BENGALURU: Chief Minister Siddaramaiah is likely to discuss the Scheduled Tribe tag for the Kuruba community during Thursday’s cabinet meeting, as Mysuru-based Karnataka State Tribal Research Institute (KSTRI) has reportedly finished its ethnographic study of the community. The report favours an ST tag for Kurubas, according to sources.
It was during the previous BJP government that then CM Basavaraj Bommai had sent a proposal to the Centre, seeking ST tag for the community at the behest of former minister and Kuruba leader KS Eshwarappa. But the Centre had sent back the proposal, raising certain queries, following which the ethnographic study was necessitated.
At the Valmiki Jayanti event on Tuesday, Siddaramaiah admitted that the BJP government had taken the initiative. He is wary that the Valmiki community (ST Nayaka) has been opposing the move to grant ST tag to Kurubas.
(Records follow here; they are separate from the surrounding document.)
PR #4956, opened 2026-05-11
fix(validate): correct misleading mountType validation error on Windows

### LINKED ISSUE #4954: Misleading validation error: "virtiofs" fallback suggests "9p" on Windows, but "9p" is explicitly unsupported

InsidiousLion:
**Closes #4954**

### Description
This PR fixes a minor desync in the `mountType` validation logic specifically for Windows hosts.

Previously, `validateMountType` would suggest `"9p"` as a valid fallback for `"virtiofs"` on all non-Linux systems. However, `"9p"` is explicitly blocked on Windows later in the exact same function. This resulted in users being advised to use a mount type that would immediately crash the boot process.

This PR splits the `runtime.GOOS != "linux"` check:
- **Windows:** Now exclusively suggests `"reverse-sshfs"`.
- **macOS/Darwin:** Retains the original suggestion of `"reverse-sshfs" or "9p"`.

### Testing
- Verified that providing `mountType: "virtiofs"` on a Windows host now correctly outputs: `field 'mountType' must be "reverse-sshfs" for QEMU driver on Windows`.

### DIFF
--- a/pkg/driver/qemu/qemu_driver.go
+++ b/pkg/driver/qemu/qemu_driver.go
@@ -133,15 +133,45 @@ func validateArch(ctx context.Context, cfg *limatype.LimaYAML) error {
 
 // Helper method for mount type validation.
 func validateMountType(cfg *limatype.LimaYAML) error {
-	if cfg.MountType != nil && *cfg.MountType == limatype.VIRTIOFS && runtime.GOOS != "linux" {
-		return fmt.Errorf("field `mountType` must be %q or %q for QEMU driver on non-Linux, got %q",
-			limatype.REVSSHFS, limatype.NINEP, *cfg.MountType)
-	}
+	// 1. First, check if the user explicitly blocked this mount type in their config.
 	if cfg.MountTypesUnsupported != nil && cfg.MountType != nil && slices.Contains(cfg.MountTypesUnsupported, *cfg.MountType) {
 		return fmt.Errorf("mount type %q is explicitly unsupported", *cfg.MountType)
 	}
-	if runtime.GOOS == "windows" && cfg.MountType != nil && *cfg.MountType == limatype.NINEP {
-		return fmt.Errorf("mount type %q is not supported on Windows", limatype.NINEP)
+
+	// 2. Then, check if the mount type is valid for the current Operating System.
+	if cfg.MountType != nil {
+		switch runtime.GOOS {
+		case "linux":
+			switch *cfg.MountType {
+			case limatype.REVSSHFS, limatype.NINEP, limatype.VIRTIOFS:
+				return nil
+			default:
+				return fmt.Errorf("field `mountType` must be one of %v for QEMU driver on Linux, got %q", []string{limatype.REVSSHFS, limatype.NINEP, limatype.VIRTIOFS}, *cfg.MountType)
+			}
+		case "darwin":
+			switch *cfg.MountType {
+			case limatype.REVSSHFS, limatype.NINEP:
+				return nil
+			default:
+				return fmt.Errorf("field `mountType` must be %q or %q for QEMU driver on macOS, got %q", limatype.REVSSHFS, limatype.NINEP, *cfg.MountType)
+			}
+		case "windows":
+			// Windows version of QEMU does not support 9p yet, so we should not suggest it.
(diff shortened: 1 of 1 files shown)


pkg/driver/qemu/qemu_driver.go
```diff
@@ -134,6 +134,12 @@ func validateArch(ctx context.Context, cfg *limatype.LimaYAML) error {
 // Helper method for mount type validation.
 func validateMountType(cfg *limatype.LimaYAML) error {
 	if cfg.MountType != nil && *cfg.MountType == limatype.VIRTIOFS && runtime.GOOS != "linux" {
+		// Windows explicitly does not support 9p, so we should not suggest it.
```
AkihiroSuda:
```suggestion
		// Windows version of QEMU does not support 9p yet, so we should not suggest it.
		// https://gitlab.com/qemu-project/qemu/-/work_items/974
```

pkg/driver/qemu/qemu_driver.go
```diff
@@ -134,6 +134,12 @@ func validateArch(ctx context.Context, cfg *limatype.LimaYAML) error {
...
+		if runtime.GOOS == "windows" {
+			return fmt.Errorf("field `mountType` must be %q for QEMU driver on Windows, got %q",
+				limatype.REVSSHFS, *cfg.MountType)
+		}
+		// For macOS/Darwin, 9p remains a valid suggestion.
 		return fmt.Errorf("field `mountType` must be %q or %q for QEMU driver on non-Linux, got %q",
 			limatype.REVSSHFS, limatype.NINEP, *cfg.MountType)
 	}
```
AkihiroSuda: Can we use switches like:
```go
switch runtime.GOOS {
  case "linux":
  switch *cfg.MountType {
    case limatype.REVSSHFS, limatype.NINEP, limatype.VIRTIOFS:
      return nil
    default:
      return fmt.Errorf("field `mountType` must be one of %v for QEMU driver on Linux, got %q", []string{limatype.REVSSHFS, limatype.NINEP, limatype.VIRTIOFS}, *cfg.MountType
  }
  case "darwin":
  ...
  case "windows":
  ...
  default:
  ...
}
```

InsidiousLion:
Thanks for the review and the guidance, @AkihiroSuda! I've applied the suggestions.

The validation logic is now cleanly separated using a switch runtime.GOOS block, and I've added the tracking link for the QEMU 9p issue. I also made sure to keep the MountTypesUnsupported check at the very top of the function so it correctly catches explicit bans before the switch block can trigger an early return.

Let me know if anything else is needed here!

pkg/driver/qemu/qemu_driver.go
```diff
@@ -133,21 +133,40 @@ func validateArch(ctx context.Context, cfg *limatype.LimaYAML) error {
...
+			// Windows version of QEMU does not support 9p yet, so we should not suggest it.
+			// https://gitlab.com/qemu-project/qemu/-/work_items/974
+			switch *cfg.MountType {
+			case limatype.REVSSHFS:
+				return nil
+			default:
+				return fmt.Errorf("field `mountType` must be %q for QEMU driver on Windows, got %q", limatype.REVSSHFS, *cfg.MountType)
+			}
+		default:
+			return nil
```
AkihiroSuda: virtiofs isn't supported on BSDs

pkg/driver/qemu/qemu_driver.go
AkihiroSuda, line 1: Please squash the commits

AkihiroSuda (approved):
Thanks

One of Siddaramaiah’s associates and former MP VS Ugrappa, also an ST Nayaka leader, issued a warning at the event that the community will fight the ST tag to Kurubas. “We have no problem if 7 per cent quota is increased to 14 per cent before making any such move,” he cautioned.
It was in 1990-91, when Chandrashekar was PM, that Ugrappa and former PM HD Deve Gowda had managed to get ST status for the Nayaka community in Karnataka.
Now, CM Siddaramaiah appears to be in a Catch-22 situation — whether to go ahead with the ST tag proposal for his Kuruba community by taking on the ST Nayaka community. The issue comes at a juncture when the ST Nayaka community does not have adequate representation in the cabinet to deliberate on the issue. ST Nayaka leaders B Nagendra and KN Rajanna lost their ministerial posts, and the lone community leader now is PWD Minister Satish Jarkiholi. Rajanna’s wife Shanthala, a former Tumakuru ZP president, had opposed the ST tag for Kurubas.
Siddaramaiah, who also holds the ST Development portfolio, ensured that officials held several rounds of talks on the issue, as there is an urgency to send the fresh proposal to the Centre.
The Office of the Registrar General of India, which had gone through the earlier proposals, including the one submitted by the government in July 2023, had made certain observations to which the state’s ST welfare department has to respond at the earliest, according to sources.